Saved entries
────────────────────
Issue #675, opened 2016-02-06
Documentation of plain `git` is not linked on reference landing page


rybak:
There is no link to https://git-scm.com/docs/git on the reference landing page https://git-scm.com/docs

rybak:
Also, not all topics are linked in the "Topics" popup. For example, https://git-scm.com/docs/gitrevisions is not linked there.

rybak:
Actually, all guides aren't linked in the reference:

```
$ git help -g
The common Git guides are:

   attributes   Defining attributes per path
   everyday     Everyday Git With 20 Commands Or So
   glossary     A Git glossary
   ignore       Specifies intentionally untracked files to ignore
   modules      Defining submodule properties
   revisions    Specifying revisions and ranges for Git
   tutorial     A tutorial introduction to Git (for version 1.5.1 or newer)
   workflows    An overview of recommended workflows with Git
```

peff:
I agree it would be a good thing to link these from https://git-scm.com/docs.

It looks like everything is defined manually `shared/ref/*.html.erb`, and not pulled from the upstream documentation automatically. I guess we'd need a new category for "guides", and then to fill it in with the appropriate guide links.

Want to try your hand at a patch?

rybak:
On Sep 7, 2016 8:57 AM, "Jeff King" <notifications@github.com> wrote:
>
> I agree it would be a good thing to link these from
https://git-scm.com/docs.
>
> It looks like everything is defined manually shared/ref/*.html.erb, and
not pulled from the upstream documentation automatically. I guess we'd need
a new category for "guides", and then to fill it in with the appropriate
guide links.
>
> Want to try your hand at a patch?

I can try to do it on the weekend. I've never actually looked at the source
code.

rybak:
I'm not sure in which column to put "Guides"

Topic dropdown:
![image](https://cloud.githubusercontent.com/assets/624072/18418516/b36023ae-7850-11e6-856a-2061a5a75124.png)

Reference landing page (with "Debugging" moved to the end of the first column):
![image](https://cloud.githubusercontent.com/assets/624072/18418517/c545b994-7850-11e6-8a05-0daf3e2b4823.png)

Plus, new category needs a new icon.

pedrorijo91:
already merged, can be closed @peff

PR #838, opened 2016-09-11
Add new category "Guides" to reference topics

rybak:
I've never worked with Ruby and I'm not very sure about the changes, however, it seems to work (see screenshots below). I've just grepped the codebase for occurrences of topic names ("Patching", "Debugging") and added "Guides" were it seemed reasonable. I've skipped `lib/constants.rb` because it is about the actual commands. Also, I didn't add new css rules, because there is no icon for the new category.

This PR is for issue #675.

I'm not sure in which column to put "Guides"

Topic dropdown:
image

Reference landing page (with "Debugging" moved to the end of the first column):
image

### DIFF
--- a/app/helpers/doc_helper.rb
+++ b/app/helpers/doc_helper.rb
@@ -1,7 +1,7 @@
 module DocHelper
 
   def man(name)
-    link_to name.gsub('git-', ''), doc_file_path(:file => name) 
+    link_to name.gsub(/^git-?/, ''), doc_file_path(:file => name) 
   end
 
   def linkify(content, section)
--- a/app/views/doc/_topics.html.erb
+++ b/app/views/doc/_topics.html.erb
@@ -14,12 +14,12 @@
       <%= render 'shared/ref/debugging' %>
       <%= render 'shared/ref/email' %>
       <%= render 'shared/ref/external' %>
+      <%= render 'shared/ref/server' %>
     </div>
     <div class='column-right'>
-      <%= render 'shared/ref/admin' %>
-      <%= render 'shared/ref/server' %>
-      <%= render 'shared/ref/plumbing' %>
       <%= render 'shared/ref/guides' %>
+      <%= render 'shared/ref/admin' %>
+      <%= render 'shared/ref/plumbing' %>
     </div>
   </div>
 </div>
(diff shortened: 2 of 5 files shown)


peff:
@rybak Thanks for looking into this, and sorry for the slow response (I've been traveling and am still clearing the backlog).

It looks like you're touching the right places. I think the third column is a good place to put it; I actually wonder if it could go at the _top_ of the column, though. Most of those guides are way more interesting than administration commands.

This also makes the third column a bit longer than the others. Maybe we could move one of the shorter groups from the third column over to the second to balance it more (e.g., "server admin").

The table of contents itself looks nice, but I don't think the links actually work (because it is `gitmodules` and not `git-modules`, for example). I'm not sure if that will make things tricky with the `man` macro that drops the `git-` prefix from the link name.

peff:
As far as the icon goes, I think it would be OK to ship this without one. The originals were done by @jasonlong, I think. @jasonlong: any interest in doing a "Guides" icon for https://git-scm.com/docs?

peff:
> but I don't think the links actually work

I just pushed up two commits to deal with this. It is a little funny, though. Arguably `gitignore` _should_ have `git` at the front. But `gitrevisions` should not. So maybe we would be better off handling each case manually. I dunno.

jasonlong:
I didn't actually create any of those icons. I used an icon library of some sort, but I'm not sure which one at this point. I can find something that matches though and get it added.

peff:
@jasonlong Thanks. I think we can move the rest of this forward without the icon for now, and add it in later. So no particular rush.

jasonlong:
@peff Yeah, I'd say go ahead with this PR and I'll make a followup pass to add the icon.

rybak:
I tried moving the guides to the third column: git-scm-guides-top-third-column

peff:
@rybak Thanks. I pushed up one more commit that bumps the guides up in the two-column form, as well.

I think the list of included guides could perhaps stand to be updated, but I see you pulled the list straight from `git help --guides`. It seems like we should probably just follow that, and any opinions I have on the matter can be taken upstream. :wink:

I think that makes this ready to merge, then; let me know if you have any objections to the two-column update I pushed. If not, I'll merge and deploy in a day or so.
────────────────────
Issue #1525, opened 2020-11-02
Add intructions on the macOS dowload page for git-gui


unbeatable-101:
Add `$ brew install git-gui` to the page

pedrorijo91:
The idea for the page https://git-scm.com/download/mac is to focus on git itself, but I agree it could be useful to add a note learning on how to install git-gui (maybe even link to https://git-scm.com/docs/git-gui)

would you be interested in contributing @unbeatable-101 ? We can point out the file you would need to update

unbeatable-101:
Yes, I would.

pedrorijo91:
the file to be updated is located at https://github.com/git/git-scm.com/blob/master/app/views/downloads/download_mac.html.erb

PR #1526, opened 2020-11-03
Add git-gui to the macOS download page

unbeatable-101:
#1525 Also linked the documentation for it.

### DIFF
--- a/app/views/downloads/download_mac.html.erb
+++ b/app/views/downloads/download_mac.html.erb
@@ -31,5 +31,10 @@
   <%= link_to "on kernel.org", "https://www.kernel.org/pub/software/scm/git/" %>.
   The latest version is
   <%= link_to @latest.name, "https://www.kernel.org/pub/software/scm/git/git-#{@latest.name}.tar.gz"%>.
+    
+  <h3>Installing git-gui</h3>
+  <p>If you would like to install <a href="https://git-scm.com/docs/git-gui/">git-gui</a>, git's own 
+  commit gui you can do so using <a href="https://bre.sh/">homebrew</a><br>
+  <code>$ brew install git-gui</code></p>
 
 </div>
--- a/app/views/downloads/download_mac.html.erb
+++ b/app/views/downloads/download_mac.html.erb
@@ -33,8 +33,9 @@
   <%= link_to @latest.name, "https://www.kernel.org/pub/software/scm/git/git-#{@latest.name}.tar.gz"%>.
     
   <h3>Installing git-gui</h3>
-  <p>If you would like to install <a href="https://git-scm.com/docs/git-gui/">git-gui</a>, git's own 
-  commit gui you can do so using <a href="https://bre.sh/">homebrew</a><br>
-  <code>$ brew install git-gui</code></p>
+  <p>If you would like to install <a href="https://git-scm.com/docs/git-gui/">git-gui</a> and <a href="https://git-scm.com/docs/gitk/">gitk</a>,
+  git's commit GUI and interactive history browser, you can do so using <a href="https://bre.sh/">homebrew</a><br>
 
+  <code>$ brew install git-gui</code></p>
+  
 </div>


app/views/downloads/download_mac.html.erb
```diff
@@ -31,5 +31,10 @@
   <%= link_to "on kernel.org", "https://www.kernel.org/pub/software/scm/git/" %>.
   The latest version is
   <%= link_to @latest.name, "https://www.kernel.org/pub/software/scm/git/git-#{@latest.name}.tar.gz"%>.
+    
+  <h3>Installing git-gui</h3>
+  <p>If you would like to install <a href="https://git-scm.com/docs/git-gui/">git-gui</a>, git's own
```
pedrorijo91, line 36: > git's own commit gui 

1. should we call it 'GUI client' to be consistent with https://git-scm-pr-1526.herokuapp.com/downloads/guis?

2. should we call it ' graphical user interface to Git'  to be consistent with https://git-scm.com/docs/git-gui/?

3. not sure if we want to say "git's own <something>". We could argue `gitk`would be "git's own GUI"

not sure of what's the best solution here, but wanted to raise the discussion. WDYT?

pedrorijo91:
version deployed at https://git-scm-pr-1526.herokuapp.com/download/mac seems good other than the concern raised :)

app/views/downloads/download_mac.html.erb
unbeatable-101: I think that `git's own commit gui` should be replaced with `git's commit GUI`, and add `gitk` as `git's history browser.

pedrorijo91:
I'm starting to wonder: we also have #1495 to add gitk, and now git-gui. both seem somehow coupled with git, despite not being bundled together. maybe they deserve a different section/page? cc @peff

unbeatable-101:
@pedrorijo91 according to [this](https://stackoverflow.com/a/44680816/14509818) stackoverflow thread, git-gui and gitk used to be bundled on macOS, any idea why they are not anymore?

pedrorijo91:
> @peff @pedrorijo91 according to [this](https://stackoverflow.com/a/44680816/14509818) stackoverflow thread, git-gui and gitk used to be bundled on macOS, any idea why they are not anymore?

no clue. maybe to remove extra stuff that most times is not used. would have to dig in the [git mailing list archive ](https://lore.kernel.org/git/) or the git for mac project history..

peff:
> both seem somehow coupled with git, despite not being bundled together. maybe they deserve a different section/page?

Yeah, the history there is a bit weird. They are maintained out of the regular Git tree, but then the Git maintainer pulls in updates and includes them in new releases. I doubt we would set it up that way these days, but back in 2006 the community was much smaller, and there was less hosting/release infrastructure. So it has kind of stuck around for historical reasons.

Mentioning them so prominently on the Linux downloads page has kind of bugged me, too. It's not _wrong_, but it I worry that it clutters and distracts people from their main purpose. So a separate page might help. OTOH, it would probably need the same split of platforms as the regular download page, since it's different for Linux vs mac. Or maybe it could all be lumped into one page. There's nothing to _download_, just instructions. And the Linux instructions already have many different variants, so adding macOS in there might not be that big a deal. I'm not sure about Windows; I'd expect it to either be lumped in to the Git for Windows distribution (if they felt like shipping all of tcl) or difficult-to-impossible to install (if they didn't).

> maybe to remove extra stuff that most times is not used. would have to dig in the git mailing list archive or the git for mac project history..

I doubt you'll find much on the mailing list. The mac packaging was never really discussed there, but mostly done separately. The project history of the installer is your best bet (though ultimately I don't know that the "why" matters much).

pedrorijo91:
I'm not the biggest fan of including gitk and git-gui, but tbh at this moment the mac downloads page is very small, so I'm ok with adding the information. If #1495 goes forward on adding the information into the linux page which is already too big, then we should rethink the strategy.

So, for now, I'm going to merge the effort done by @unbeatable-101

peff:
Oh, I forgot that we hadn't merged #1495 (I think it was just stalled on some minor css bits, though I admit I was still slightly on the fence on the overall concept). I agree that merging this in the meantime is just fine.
────────────────────
Look for the string "homebrew" in the entries above. Copy every line that has it.

#### [WRITTEN SOLUTION]
+  commit gui you can do so using <a href="https://bre.sh/">homebrew</a><br>
-  commit gui you can do so using <a href="https://bre.sh/">homebrew</a><br>
+  git's commit GUI and interactive history browser, you can do so using <a href="https://bre.sh/">homebrew</a><br>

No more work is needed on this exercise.